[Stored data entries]
━━━
PR #2122, opened 2023-01-24
fix(lyrics-plus): inject Translator lib when translate option is enabled

Tetrax-10:
Changes:
1. Injects the Translator lib when translate option is enabled
2. injects the lib only once
3. fixed menu condition from `!isJapanese` to `isJapanese`

# Bug specified in `2`
image

### DIFF
--- a/CustomApps/lyrics-plus/OptionsMenu.js
+++ b/CustomApps/lyrics-plus/OptionsMenu.js
@@ -88,6 +88,8 @@ const OptionsMenu = react.memo(({ options, onSelect, selected, defaultValue, bol
 const TranslationMenu = react.memo(({ showTranslationButton, translatorLoaded, isJapanese, hasNeteaseTranslation }) => {
 	if (!showTranslationButton) return null;
 
+	let translator = new Translator();
+
 	let menuOptions = null;
 	if (isJapanese) {
 		menuOptions = {
@@ -111,7 +113,7 @@ const TranslationMenu = react.memo(({ showTranslationButton, translatorLoaded, i
 				Spicetify.ReactComponent.Menu,
 				{},
 				react.createElement("h3", null, " Conversions"),
-				translatorLoaded || !isJapanese
+				translatorLoaded || isJapanese
 					? react.createElement(OptionList, {
 							items: [
 								{
@@ -134,6 +136,8 @@ const TranslationMenu = react.memo(({ showTranslationButton, translatorLoaded, i
 								CONFIG.visual[name] = value;
 								localStorage.setItem(`${APP_NAME}:visual:${name}`, value);
 								lyricContainerUpdate && lyricContainerUpdate();
+								CONFIG.visual[name] ? Spicetify.showNotification("Translating...", false, 500) : null;
+								translator.includeExternal("inject");
 							}
 					  })
 					: react.createElement(
--- a/CustomApps/lyrics-plus/OptionsMenu.js
+++ b/CustomApps/lyrics-plus/OptionsMenu.js
@@ -113,39 +113,32 @@ const TranslationMenu = react.memo(({ showTranslationButton, translatorLoaded, i
 				Spicetify.ReactComponent.Menu,
 				{},
 				react.createElement("h3", null, " Conversions"),
-				translatorLoaded || isJapanese
-					? react.createElement(OptionList, {
-							items: [
-								{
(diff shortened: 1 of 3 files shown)


CustomApps/lyrics-plus/OptionsMenu.js
```diff
@@ -111,7 +113,7 @@ const TranslationMenu = react.memo(({ showTranslationButton, translatorLoaded, i
 				Spicetify.ReactComponent.Menu,
 				{},
 				react.createElement("h3", null, " Conversions"),
-				translatorLoaded || !isJapanese
+				translatorLoaded || isJapanese
```
lixiao189, line 116: I think that using `translatorLoaded || !isJapanese` is better. Because I add netease music translation in this custom app. When spotify play an English songs, the translator won't loaded the Japanese translator, however it may load Chinese translation from netease music. So it should loaded the menu option immediately.

CustomApps/lyrics-plus/OptionsMenu.js
```diff
@@ -134,6 +136,8 @@ const TranslationMenu = react.memo(({ showTranslationButton, translatorLoaded, i
 								CONFIG.visual[name] = value;
 								localStorage.setItem(`${APP_NAME}:visual:${name}`, value);
 								lyricContainerUpdate && lyricContainerUpdate();
+								CONFIG.visual[name] ? Spicetify.showNotification("Translating...", false, 500) : null;
+								translator.includeExternal("inject");
```
rxri, line 140: Could it be in a new function instead?
```javascript
translator.injectExternals();
```

rxri (changes requested):

CustomApps/lyrics-plus/OptionsMenu.js
Tetrax-10: you mean this part as a separate fuction? then ofcourse. Do you want me to create a separate fuction to trigger that inject method instead of that if else thing?
image

rxri: That what would be the best I guess?
```javascript
injectExternals() {
	this.includeExternal(kuroshiroPath);
	this.includeExternal(kuromojiPath);
}
```

Tetrax-10:
Done

CustomApps/lyrics-plus/OptionsMenu.js
```diff
@@ -111,37 +113,32 @@ const TranslationMenu = react.memo(({ showTranslationButton, translatorLoaded, i
 				Spicetify.ReactComponent.Menu,
 				{},
 				react.createElement("h3", null, " Conversions"),
-				translatorLoaded || !isJapanese
```
rxri, line 114: why this condition has been removed?

rxri (changes requested):

CustomApps/lyrics-plus/OptionsMenu.js
Tetrax-10: That condition is there to toogle this popup
picture 1:
image

That `isJapanese` condition is always useless as we can't open that popup if the song is not japanese because this button will be hiden if the song is not japanese. Even in current lyrics-plus `isJapanese` is useless so forget `isJapanese` variable.
image

Now `translatorLoaded`
If the main functions of external lib is not available `translatorLoaded` will become `false` and loading screen like this will popup instead of the menu (Picture 1). If `translatorLoaded` is `true` (main functions of external lib is available) menu will appear like picture 1.
image

I removed `translatorLoaded` condition as lyrics plus wont inject the external lib as default. Instead it will check if convert option is enabled, if enabled then it will inject external lib at startup. so if convert option is diabled external lib will not be injected.
image

If a user enables convert by clicking that convert option. `onclick`(onChange) the external lib are injected and the lyrics are translated
Untitled


Lets say if the user disables convert and closes spotify and relaunch and then opens the menu to enable it again.
If i didnt remove `translatorLoaded` condition user can never enable the covert option again as user will only see a popup that says loading as `translatorLoaded` will be `false` as the external lib will not be available as convert option is disabled

rxri: that makes sense, my bad

kyrie25 (approved):

Tetrax-10:
Why isn't this merged automatically?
━━━
All lines from the one with "Lets say if" through the end of the data must be repeated exactly, and nothing else may be repeated.

[Response area]
Lets say if the user disables convert and closes spotify and relaunch and then opens the menu to enable it again.
If i didnt remove `translatorLoaded` condition user can never enable the covert option again as user will only see a popup that says loading as `translatorLoaded` will be `false` as the external lib will not be available as convert option is disabled

rxri: that makes sense, my bad

kyrie25 (approved):

Tetrax-10:
Why isn't this merged automatically?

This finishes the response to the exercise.